Furthermore, whether convertases remain intact in the reducing conditions present in the cytoplasm has been a contentious issue, and whether convertases are stable and active inside cancer cells is largely unexplored. However, in cancer, complement proteins have been found in the oxidising environment of endosomes and lysosomes, where these disulfide-rich proteins may be more stable [1, 9, 10]. In clear cell renal cell carcinoma and lung adenocarcinoma, complement factor H (FH) has been identified in lysosomes where it engages in a pro-tumour role distinct from its membranous counterpart [10]. Independent of the complement system, FH promotes tumour cell proliferation, migration and survival and is associated with poor patient outcomes [10]. Given the highly genomically unstable nature of cancers, it will be relevant to further investigate if the subcellular localisation of intracellular complement proteins changes in response to the mutational background and the selective pressures of cancer treatment. In CRC cells harbouring mutations in C4b-binding protein alpha chain (C4BPA), this complement-associated protein is retained in the cytoplasm in response to the chemotherapy agent oxaliplatin [11]. Increased intracellular C4BPA expression in this context is relevant since C4BPA interacts with RelA, a member of the NF-κB family, to enhance apoptosis following oxaliplatin treatment [11]. As in the study from Ding et al., these studies demonstrate that once expressed intracellularly, complement proteins can have roles independent from their ‘canonical’ complement system functions (Fig. 1).
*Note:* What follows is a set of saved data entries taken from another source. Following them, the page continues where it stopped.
PR #4891, opened 2024-01-26
DO NOT MERGE: feat(): Update fxa_users_ views to use v2 of the corresponding tables

kik-kik:
# feat(): Update fxa_users_ views to use v2 of the corresponding tables

depends on: https://github.com/mozilla/bigquery-etl/pull/4893

Prior to merging this PR we need to update the scheduling configuration for the corresponding v2 table:
https://github.com/mozilla/bigquery-etl/blob/main/sql/moz-fx-data-shared-prod/firefox_accounts_derived/fxa_users_first_seen_v2/metadata.yaml#L14-L22

Also, we need to make sure nothing will break in Looker. Currently, it appears both `fxa_users_first_seen` and `fxa_users_last_seen` are used inside Looker:
https://github.com/mozilla/lookml-generator/blob/main/custom-namespaces.yaml#L516-L525C1

=> https://github.com/mozilla/looker-hub/blob/main/firefox_accounts/views/fxa_first_seen_table.view.lkml#L7-L11
This is where the first seen table is referenced, but it looks like the field we want to remove is actually hidden in this Looker table view.

---

Last seen appear to be utilized here:
https://github.com/mozilla/looker-hub/blob/main/firefox_accounts/views/growth_accounting.view.lkml

And the v2 version of this table is missing fields which are used:
- days_since_seen_no_monitor (want to deprecate / remove)
- language
- app_version
- country
- os_name
- os_version

We should consider if these fields should instead be retrieved from the daily table instead.

┆Issue is synchronized with this [Jira Task](https://mozilla-hub.atlassian.net/browse/DENG-2496)

### DIFF
--- a/sql/moz-fx-data-shared-prod/firefox_accounts/fxa_users_daily/view.sql
+++ b/sql/moz-fx-data-shared-prod/firefox_accounts/fxa_users_daily/view.sql
@@ -4,4 +4,4 @@ AS
 SELECT
   *
 FROM
-  `moz-fx-data-shared-prod.firefox_accounts_derived.fxa_users_daily_v1`
+  `moz-fx-data-shared-prod.firefox_accounts_derived.fxa_users_daily_v2`
--- a/sql/moz-fx-data-shared-prod/firefox_accounts/fxa_users_first_seen/view.sql
+++ b/sql/moz-fx-data-shared-prod/firefox_accounts/fxa_users_first_seen/view.sql
@@ -2,6 +2,8 @@ CREATE OR REPLACE VIEW
   `moz-fx-data-shared-prod.firefox_accounts.fxa_users_first_seen`
 AS
 SELECT
-  *
+  *,
+  -- TODO: remove the `services_used` field once we confirm no downstream usage.
+  [CAST(NULL AS STRING)] AS services_used,
 FROM
-  `moz-fx-data-shared-prod.firefox_accounts_derived.fxa_users_first_seen_v1`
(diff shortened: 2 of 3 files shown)


ksiegler1 (commented):
I'm wondering if the scheduling configurations for the v2 tables will need to be updated, since we are in the process of deriving these tables (`users_[daily, first_seen, last_seen`) from the new Glean activity events.

 I think in the near future we are planning to point the Looker views towards those derived tables e.g the Growth Accounting Explore linked in the description would use `moz-fx-data-shared-prod.accounts_backend_derived.users_services_last_seen_v1`. Does that sound correct @akkomar?

kik-kik:
> I'm wondering if the scheduling configurations for the v2 tables will need to be updated, since we are in the process of deriving these tables (`users_[daily, first_seen, last_seen`) from the new Glean activity events.
> 
> I think in the near future we are planning to point the Looker views towards those derived tables e.g the Growth Accounting Explore linked in the description would use `moz-fx-data-shared-prod.accounts_backend_derived.users_services_last_seen_v1`. Does that sound correct @akkomar?

So if we follow a similar approach where we derive this data from the server logs then we will need to merge the sources together to ensure there's some kind of continuation of the historical data and the new data. But I do not think the scheduling would be affected per say and the query will continue to run (at least for now). Unless you mean something different by scheduling here @ksiegler1?

akkomar:
Yeah, eventually we want to move all dashboards to Glean telemetry. I guess here the question is if we need data continuity for (some of) them? I was assuming that we do, so putting these old tables in order would make sense.

kik-kik:
Outdated and no longer valid change.

PR #4917, opened 2024-01-30
Package bqetl and publish to PyPI

scholtzan:
This is replacing `setup.py` with the recommended `pyproject.toml` for packaging and publishing the `bigquery-etl` CLI tooling to PyPI. CI will be set up to push a new package version whenever a new calver tag/a new tagged release is created. 

Packages will be published to https://pypi.org/project/mozilla-bigquery-etl/

Checklist for reviewer:

┆Issue is synchronized with this [Jira Task](https://mozilla-hub.atlassian.net/browse/DENG-2540)


kwindau (approved):

whd:
I just accepted some requests for the `mozdataops` pypi machine user to be added as owner to the pypi package which I assume is related to this work.

> CI will be set up to push a new package version whenever a new calver tag/a new tagged release is created.

OIDC / trusted publishing is now the preferred way of publishing packages to PyPi, but is currently only integrated with GHA: https://packaging.python.org/en/latest/guides/publishing-package-distribution-releases-using-github-actions-ci-cd-workflows/ . In the event we want to keep this is CircleCI we could potentially set up OIDC+GSM to store PyPi API tokens securely (similar to what we're planning to do to allow triggering Airflow DAGs from CI) but it's also probably fine to store the token in CI if we want to.

I haven't really wrapped my head around the implications of splitting the tooling and sql but I know it's been planned for a while and I expect the pypi package won't affect docker-based systems which comprise the majority of ops logic and production usage.

scholtzan:
> I just accepted some requests for the mozdataops pypi machine user to be added as owner to the pypi package which I assume is related to this work.

Yes, I added mozdataops to some projects I was the sole owner of.

> In the event we want to keep this is CircleCI we could potentially set up OIDC+GSM to store PyPi API tokens securely (similar to what we're planning to do to allow triggering Airflow DAGs from CI) but it's also probably fine to store the token in CI if we want to.

Having all the CI actions in one place is slightly preferable. So I'd keep this in CircleCI. Setting up OIDC+GSM to store PyPi API tokens would make sense here. I guess until we have this set up we can keep the token stored in CircleCI.

> I haven't really wrapped my head around the implications of splitting the tooling and sql but I know it's been planned for a while and I expect the pypi package won't affect docker-based systems which comprise the majority of ops logic and production usage.

Having this published as a package doesn't have any immediate impact on our docker-based setup. It's mainly for user convenience, especially when working in private-bigquery-etl.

An emerging theme is that complement proteins are often hijacked by tumour cells for their survival advantage, and this clearly includes complement proteins present intracellularly. Cancer cells appear reliant on these hijacked proteins for survival which suggests that therapeutically targeting these intracellular complement components could maximise therapeutic responses. For successful therapeutic targeting, it will be key to establish the structural properties and forms of intracellular complement proteins. For example, central complement component C3 can be translated from an alternative start site, resulting in a protein lacking its signal peptide, which is expressed primarily in the cytosol in a non-glycosylated reduced form [12]. Whether this form of C3 is present widely across cancer cells is yet to be determined. To what extent the re-uptake of complement proteins from the extracellular space contributes to intracellular pools also remains to be comprehensively assessed.

Importantly, these new findings highlight that further study of intracellular complement has the potential to elucidate molecular mechanisms underlying therapeutic resistance and reveal novel therapeutic targets. Considering the recent finding that C5aR1 signalling stabilises β-catenin, which is a protein associated with poor patient prognosis, we postulate that establishing the interactome of intracellular complement components may also identify new prognostic and predictive biomarkers [1].